- Opening Delimiter -
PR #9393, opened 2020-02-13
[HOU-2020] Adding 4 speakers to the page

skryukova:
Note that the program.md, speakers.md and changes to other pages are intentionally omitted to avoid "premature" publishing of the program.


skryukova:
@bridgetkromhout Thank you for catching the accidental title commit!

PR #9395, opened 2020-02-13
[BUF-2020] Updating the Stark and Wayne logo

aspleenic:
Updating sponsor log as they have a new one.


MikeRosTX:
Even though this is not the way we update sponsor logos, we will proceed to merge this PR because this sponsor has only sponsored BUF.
- Closing Delimiter -
- Opening Delimiter -
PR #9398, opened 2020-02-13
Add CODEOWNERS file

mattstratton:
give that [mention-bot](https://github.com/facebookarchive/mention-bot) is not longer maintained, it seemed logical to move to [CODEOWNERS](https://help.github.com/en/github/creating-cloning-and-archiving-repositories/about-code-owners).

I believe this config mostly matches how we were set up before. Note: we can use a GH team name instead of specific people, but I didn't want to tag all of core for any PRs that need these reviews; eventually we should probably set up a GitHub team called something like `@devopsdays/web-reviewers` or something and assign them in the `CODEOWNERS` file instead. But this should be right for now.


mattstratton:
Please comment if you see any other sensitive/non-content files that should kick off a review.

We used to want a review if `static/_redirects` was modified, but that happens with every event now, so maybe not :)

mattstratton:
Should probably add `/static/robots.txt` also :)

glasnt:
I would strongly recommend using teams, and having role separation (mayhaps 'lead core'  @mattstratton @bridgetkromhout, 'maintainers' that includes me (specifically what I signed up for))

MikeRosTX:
- Closing Delimiter -
» Exercise instructions
Reproduce verbatim the lines above, from the line with "[BUF-2020] Updating the Stark and Wayne logo" through the line with "Even though this".

» Answer space
[BUF-2020] Updating the Stark and Wayne logo

aspleenic:
Updating sponsor log as they have a new one.


MikeRosTX:
Even though this is not the way we update sponsor logos, we will proceed to merge this PR because this sponsor has only sponsored BUF.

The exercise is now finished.